Elmish Land applications follow the Model-View-Update (MVU) pattern, also known as The Elm Architecture (TEA). This pattern creates a simple, predictable cycle for managing state and UI.

What is the Elm Architecture?

The Elm Architecture originated in the Elm programming language as a way to structure interactive applications. It has since been adopted across many languages and frameworks because of its simplicity and reliability.

The core idea is a unidirectional data flow — state changes always follow the same predictable cycle:

User Action → Message → Update → Model → View
↑ |
└─────────────────────────────────────┘
  1. The View renders the current Model as a UI
  2. A user interaction (click, input, etc.) produces a Message
  3. The Update function takes the message and current model, and returns a new model
  4. The view re-renders with the new model

This cycle repeats for every interaction, making your application's behavior predictable and easy to debug. There are no surprise side effects or hidden state mutations — everything flows through the same loop.

What is Elmish?

Elmish is the F# implementation of the Elm Architecture, built on top of React. It brings the MVU pattern to the .NET ecosystem while leveraging React's efficient rendering under the hood.

Elmish Land builds on top of Elmish by providing file-based routing, layouts, shared state, and CLI tooling — so you get the benefits of the Elm Architecture with the productivity of a full framework.

Model, Update, View in Practice

Here's a simple counter to show how the pieces work together.

Model

The Model is a plain F# type that represents your application state. It is immutable — you never mutate it directly.

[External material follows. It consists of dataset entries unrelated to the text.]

PR #513, opened 2026-08-31
fix(peering): surface spoke session-stream omissions in the hub world projection

mgabor3141:
## Problem

Protocol 3 is fail-open by design: rows a sender cannot ship (`row_too_large` > 48 KiB, `transaction_limit` past the 100k-row / 64 MiB bounds, encode failures) are quarantined with bounded diagnostics and `ready` still commits the survivors. Browsers surface this via the persistent omitted-sessions banner — but on the **peer hop** the diagnostics only reached `log.Printf` and were discarded at `ready`. A hub therefore presented a merged projection that silently missed remote rows. Worse, the peer-side 256-entry diagnostic detail cap could swallow the sender's `diagnostics_suppressed` counted summary (it arrives as the 257th error event), so even the total was lost.

Verified against the frontend-sync assessment's reproductions: aggregate overflow (63,713 committed / 6,287 omitted with exact 256+6031 accounting), the >48 KiB single-row exile (reachable today via unbounded `command`/`title`/`remotes`), and the peer-hop loss.

## Fix (narrow, protocol-3 compatible)

- Peer staging now accumulates an **exact omitted total** and a bounded per-code breakdown separately from the capped detail list, so counted summaries past the cap are never lost. Counts clamp to `MaxStagedRows`; code cardinality (8 + `other`) and length (64) clamp against hostile senders.
- On `ready`, after the surviving rows commit atomically, the summary is published on the `Peer` and — when it changes — marks the world projection dirty. It surfaces as additive optional fields `peers[].sessions_omitted` / `sessions_omitted_codes` in `snapshot.world` and `/v1/health` (`WorldProjection` + `PeerStatus`).
- A clean `ready` or a legacy single-frame snapshot clears the marker; an abandoned transaction leaks nothing; the marker persists across disconnects, matching the retained rows.
- Browser folds peer omissions into the existing sidebar omitted-sessions banner with per-host detail lines (`host: N sessions omitted upstream`), defensively re-validating counts.

## Decisions

- **Quarantine, not truncation**: oversized rows stay omitted-but-counted. Truncating summary fields at projection time would silently alter authoritative session data consumers rely on (resume commands, cwd); schema-bounded summary rows are protocol 4's job (see sync report addendum §C.1). Diagnostics continue to carry only bounded identities (SHA-256 for long IDs), never row contents.
- **Compatibility**: purely additive `omitempty` JSON fields; old peers never see them (peers don't receive `snapshot.world`), old browsers ignore them; sessionstream wire format and 48 KiB envelope untouched.

## Tests

- Go (`internal/peering`, race-clean): exact end-to-end accounting through `WorldProjection`/`PeerStatus` incl. suppressed summary; hostile-sender clamps; marker lifecycle (abandon / persist / legacy clear); exactly-once world notification.
- Web (vitest): `peerStreamOmissions`/`peerOmittedTotal` projection, rejection of absent/zero/negative/non-integer/unsafe counts, clearing on later snapshots.
- Mutation checks: dropping counted totals, suppressing the world notification, skipping the legacy clear, and weakening the browser-side validation each fail a test.

`GOTOOLCHAIN=go1.26.1 go test -race ./...` (gmuxd), full vitest suite (778), `tsc --noEmit`, biome — all green.

### DIFF
--- a/apps/gmux-web/src/sidebar.tsx
+++ b/apps/gmux-web/src/sidebar.tsx
@@ -24,7 +24,7 @@ import {
   unreadCount, localHostLabel, unresolvedHosts, duplicateConversationFiles,
   sidebarActivity, sidebarMode, setSidebarMode,
   activeSelectors, removeSelector, setHostFilter,
-  aliveOnly, setAliveOnly, tabHref, navigate, sessionStreamWarnings, sessionStreamOmittedTotal,
+  aliveOnly, setAliveOnly, tabHref, navigate, sessionStreamWarnings, sessionStreamOmittedTotal, peerStreamOmissions, peerOmittedTotal,
   type DotState,
 } from './store'
 import { HostSuffix } from './host-suffix'
@@ -913,9 +913,11 @@ export function Sidebar({
   const totalVisible = foldersVal.reduce((n, f) => n + f.sessions.length, 0)
   const connected = connState.value === 'connected'
   const streamWarnings = sessionStreamWarnings.value
-  const omittedSessionCount = sessionStreamOmittedTotal.value
+  const localOmittedCount = sessionStreamOmittedTotal.value
+  const peerOmissions = peerStreamOmissions.value
+  const omittedSessionCount = localOmittedCount + peerOmittedTotal.value
   const detailedOmittedCount = streamWarnings.reduce((sum, warning) => sum + warning.count, 0)
-  const suppressedOmittedCount = Math.max(0, omittedSessionCount - detailedOmittedCount)
+  const suppressedOmittedCount = Math.max(0, localOmittedCount - detailedOmittedCount)
   const hasProjects = projectsVal.length > 0
   const isOnlyHomeProject = projectsVal.length === 1
     && projectsVal[0].slug === 'home'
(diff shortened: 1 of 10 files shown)


mgabor3141:
Amended per adversarial review (f452a46):

**Finding 1 (HIGH)** — `managerProjectionSink.PeerWorldChanged` now mirrors `onStatus`: it fires `EventHooks.PeerWorldDirty` in addition to forwarding to a non-nil sink, so the production central path (`sink == nil`) recomposes `snapshot.world` on omission marker set/clear. No duplicate-recompose risk: the only caller (`setSessionOmissions`) is change-gated.

**Finding 2 (LOW)** — `recordOmission` now saturates the total and the per-code entry against shared headroom (`MaxStagedRows − omittedTotal`) with the same effective increment, so `sessions_omitted_codes` always sums exactly to `sessions_omitted` and every entry is bounded. The old per-event clamp became dead code (the review's surviving mutation) and was removed.

New tests: `TestPeerOmissionChangeFiresPeerWorldDirtyHook` (production-shaped `sink=nil` + hooks; SET and CLEAR with byte-identical survivors so `ReplacePeerSessions` no-op suppression can't mask it; unchanged marker stays silent), and the hostile-sender test now streams repeated `1<<60` counts plus a truncated long code and asserts per-code/total sum consistency and exact saturation values.

Mutation-kill evidence: removing the hooks firing → FAIL; reintroducing unclamped per-code accumulation → FAIL; prior mutations (dropped counted totals, suppressed notification, skipped legacy clear) still caught. `GOTOOLCHAIN=go1.26.1 go test -race ./...`, 778 vitest tests, tsc, biome — all green.

PR #517, opened 2026-08-31
perf(gmuxd): run startup conversation indexing in the background

mgabor3141:
## Problem

Startup conversation discovery (`convIndex.Snapshot()`) synchronously walked and fully parsed every adapter conversation before any listener bound. On a real 2786-conversation corpus that blocked first `/v1/health`, SSE bootstrap, CLI `gmux start` readiness, and every REST route for **33 s** (system resource profile §1, risk #5). The cost scales with the user's conversation history, not gmux state.

## Change

Bind listeners promptly; index in the background with bounded concurrency:

- **`Index.StartSnapshot(ctx, workers, onAdapterIndexed, onComplete)`** scans adapter `ConversationSource`s on background goroutines, at most 2 adapter scans in flight. It starts *after* `StartOwnedTriggers`, so the source watchers are already running — a conversation created/changed during the scan is observed rather than lost (strictly narrower than the old snapshot-then-watch gap). Ownership settlement (`bootstrapOwnership`) still precedes discovery, so autostart contenders that yield to a healthy incumbent pay nothing (#460/#461 semantics unchanged).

type Model = { Count: int }

Msg

A Msg (message) is a discriminated union that describes everything that can happen in your application:

type Msg =
| Increment
| Decrement

init

The init function returns the initial model and an optional command to run at startup:

let init () =
{ Count = 0 }, Command.none

update

The update function takes a message and the current model, and returns a new model along with any commands to execute:

let update msg model =
match msg with
| Increment -> { model with Count = model.Count + 1 }, Command.none
| Decrement -> { model with Count = model.Count - 1 }, Command.none

Because update is a pure function, it's easy to test and reason about. Given the same message and model, it always produces the same result.

view

The view function takes the model and a dispatch function, and returns the UI. Calling dispatch with a message starts the cycle again:

let view model dispatch =
Html.div [
Html.button [ prop.onClick (fun _ -> dispatch Decrement); prop.text "-" ]
Html.span [ prop.text (string model.Count) ]
Html.button [ prop.onClick (fun _ -> dispatch Increment); prop.text "+" ]
]

When the user clicks "+" the view dispatches Increment, the update function produces a new model with Count + 1, and the view re-renders with the updated count.

Building blocks of an Elmish Land application

Elmish Land organizes your application into different building blocks:

Pages

The fundamental building block. Each page has its own Model, Msg, init, update, and view. Pages correspond to URL routes and are created using file-based conventions.

Learn about Pages →

Layouts

Shared UI that wraps pages. Layouts preserve their state across page navigation, making them ideal for navigation bars, sidebars, and other persistent UI elements.

Learn about Layouts →

Shared State

Global state available to every page and layout. Use it for cross-cutting concerns like authentication status or user preferences.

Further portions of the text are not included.